Recently on the Direct Marketing News Site, Editor-in-Chief Ginger Conlon talked about the positive effect personalization can have on your email marketing efforts. “The sweetest words to anyone is their own name,” she writes. “If you have my name, and you’re a direct marketer, why don’t you use it?”
Every email solution worth its salt at least has the ability to use the first name field somewhere in the mailing. More advanced software can take this one step further by letting you control the sender and reply lines as well—an important feature if the recipients are used to dealing with specific salespeople. Still more sophisticated software will take this even further, allowing you to tailor an email’s content to use any portion of a recipient’s data. Yet, in spite of this, many marketers go out of their way to make their mailings as generic as possible. As Seth Godin has pointed out on numerous occasions, generic means boring, and boring means no sale.

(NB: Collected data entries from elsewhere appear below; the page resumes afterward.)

PR #9181, opened 2023-06-30
cmake: Add support for unobfuscated OAuth secrets

PatTheMav:
### Description
Unobfuscated secrets require the hash values to be set to 0, by default CMake will treat 0 as a falsy value. This commit adds support for _either_ 0 _or_ a valid hexadecimal hash.

### Motivation and Context
Allow maintainers and forks to provide their own unobfuscated OAuth credentials.

### How Has This Been Tested?
Tested locally with variants of empty hash values, using `0`, and using actual hash values.

### Types of changes
- Bug fix (non-breaking change which fixes an issue)

### Checklist:
- [x] My code has been run through [clang-format](https://github.com/obsproject/obs-studio/blob/master/.clang-format).
- [x] I have read the [**contributing** document](https://github.com/obsproject/obs-studio/blob/master/CONTRIBUTING.rst).
- [x] My code is not on the master branch.
- [x] The code has been tested.
- [x] All commit messages are properly formatted and commits squashed where appropriate.
- [x] I have included updates to all appropriate documentation.

PR #9568, opened 2023-09-06
UI: Restrict regex pattern for OAuth secrets

RytoEX:
### Description

The current regex pattern will successfully match if the cache variable contains the pattern anywhere inside the string. Let's restrict the regex pattern such that it requires the pattern to be precisely between the beginning and end of the string with no other characters in between those anchor points.

### Motivation and Context

Was testing locally and ran into this when I tried to build without obs-browser but the "YouTube API connection" feature was still enabled. I tried to disable that by deliberately prefixing the `YOUTUBE_CLIENTID_HASH` cache variable with what I thought were characters sure to avoid matching the pattern ("removemelater_"). However, the pattern still matched, and the feature was still enabled. I noticed that the pattern did not use beginning and end of string anchors, so I added them, and then the pattern match failed as expected.

The current regex pattern would also likely successfully match if `0` were present anywhere in the cache variables, instead of just matching a variable that was exactly `0`.

### How Has This Been Tested?

Tested locally on Windows 11. See Motivation and Context section.

### Types of changes

### Checklist:

### DIFF
--- a/UI/cmake/feature-restream.cmake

It’s easy to understand where some of the reluctance of marketers to use personalization comes from. When the ability to add demographic data to email was first introduced, many marketers (bad marketers) muddied the field by sticking a person’s first name in nearly every subject line. After a while, subjects like “Jim, look at this great deal!” became synonymous with spam. But personalization is about so much more than sticking a person’s first name in the subject line or at the top of the message. It’s about providing content in each and every email that is specifically relevant to that person alone. Relevancy means not sending generic messages. Relevancy means when people read it, they feel like you are really talking to them.
While you can certainly improve your customer engagement with the simple addition of a first name field to your emails, the key to real personalization is dynamic content. Dynamic content simply means that when it comes time to send email to a person, the software looks for specific information that you’ve entered based on that person’s statistics (demographics). If the demographics say the person likes orange juice, then you may want to say something about orange juice. If the demographics say a person hates orange juice, then any mention of the subject is removed from the email.
The possibilities are endless, but here are a few good ways to use dynamic content to improve reader response:
Location-based offers
Companies with different locations can take advantage of the fact that some recipients are close to certain locations by telling them about nearby site-specific sales or events. There are a few ways to accomplish this depending on the size of the company. State, city, or Zip code information is the easiest way for companies with just a few sites to do this, but if it is a company with many locations all over the country (or the world, for that matter), a site (or store) number field is the best way to accomplish this. Another advantage of using the store number field is if a client prefers to visit a certain location, regardless of its proximity to their actual address. For example: I live down the street from a CVS store, but I never go there. I go to the one near where I work, which is several miles from my home. A coupon for the store near my house might entice me to visit, but one for the location near my office will have a better chance of drawing me in.
Membership privileges
If a person has membership or a similar preferred status, your email should reflect this. Two of the most favorably received types of email are those that make people feel “special” and those that impart “secret” information. Email directed at members accomplish both of these at once. You can also use this information to create unique user coupons, either as components of the email, or dynamic barcodes. If your company has a membership and you are not using that information to advance sales, you are ignoring a strong potential sales channel.
Gender and age specifics
This is almost a no-brainer. Gender and age are two of the most important variables when it comes to assembling an email message. Men don’t buy the same things as woman, and older people don’t have the same needs as teenagers. You can send everyone on your list the same email, but that’s the quickest route to the trash folder. Sending a single man an email about your back-to-school specials might not make sense, whereas a family with kids will certainly want to hear about it. Sometimes this can be handled with segmentation, but if you are tracking a specific event (such as a company-wide sale), then you may want one email to cover it.
Conclusion
In the end, people want email that pertains to them. If they feel like you are only pretending to do this then they are going to tune you out. The careful use of dynamic content will let you create email that speaks to each recipient individually, which, in turn, increases the potential for engagement. With careful and sensible dynamic content use, you can make sure that each person receives the email that best matches their needs and desires, and, in the end, isn’t that what we all want?